This article details a system design problem involving the generation of valid phone numbers based on complex regulatory rules. It highlights a common pitfall in algorithmic design where an initial O(N^M) iterative approach, suitable for small datasets, fails dramatically at scale. The core system design lesson is the transformation of a compute-intensive algorithmic problem into a data-centric problem, leveraging the power of relational databases for efficient set-based operations.
Read original on Dev.to #systemdesignThe objective was to generate lists of valid 10-digit phone numbers for specific cities in Mexico, adhering to IFT (Instituto Federal de Telecomunicaciones) regulations. These regulations involve prefixes (2-4 digits) tied to localities and state, and complex rules dictating which suffixes are valid for the remaining 6-8 digits. The challenge was to efficiently generate all valid combinations for a given city prefix.
The first implementation relied on deeply nested `for` loops. For each digit position, it would iterate through all possible values (0-9) and apply `if` conditions to filter invalid combinations based on IFT rules. In the worst case, for cities with 3-digit prefixes (leaving 7 digits to generate), this resulted in a time complexity of O(10^7) just for combination generation, before even applying the filtering logic. While this worked for small cities, it took hours for large cities like CDMX or Monterrey, pushing local systems to memory and CPU limits.
Scalability Trap
This scenario highlights a crucial system design lesson: an algorithm that is logically correct can be an architectural disaster if its complexity isn't considered against expected data scale. Relying on iterative, in-memory processing for combinatorial problems quickly becomes a bottleneck.
The key insight was recognizing that the problem was not a pure algorithmic puzzle best solved with imperative code, but rather a data combination and filtering problem. Relational database engines are highly optimized for this kind of set-based operation. The paradigm shifted from "generating combinations with code" to "modeling rules as data and letting the database perform the joins and filtering."
The refined solution involved transforming the IFT rules from `if` statements into database tables (often temporary). Each table represented valid digits for a specific position, conditioned on the state and locality. The generation of valid phone numbers then became a series of `JOIN` operations across these tables, efficiently combining the valid segments and filtering out invalid ones. This leverages the database's optimized query planners and indexing capabilities, drastically reducing computation time from hours to seconds or minutes.

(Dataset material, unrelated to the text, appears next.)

PR #1, opened 2018-03-14
COMPASS-2636: generic test runner to test lang to lang conversion

lrlna:
This PR has a test that takes in a json file and makes sure the language to language code generation is as expected.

-- Simplified example of rule conversion and combination
CREATE TEMPORARY TABLE valid_prefix_cdmx AS
SELECT prefix FROM ift_rules WHERE city = 'CDMX';
CREATE TEMPORARY TABLE valid_suffix_part1 AS
SELECT suffix_digits FROM ift_rules_suffix WHERE position = 1;
CREATE TEMPORARY TABLE valid_suffix_part2 AS
SELECT suffix_digits FROM ift_rules_suffix WHERE position = 2;
SELECT
p.prefix || s1.suffix_digits || s2.suffix_digits
FROM
valid_prefix_cdmx p
JOIN
valid_suffix_part1 s1 ON true -- or relevant join condition
JOIN
valid_suffix_part2 s2 ON true -- or relevant join condition
WHERE
LENGTH(p.prefix || s1.suffix_digits || s2.suffix_digits) = 10;This approach demonstrates a powerful technique in system design: recognizing when an algorithmic problem can be reframed as a data manipulation task, allowing the use of specialized, highly optimized tools like database systems to achieve superior performance and scalability.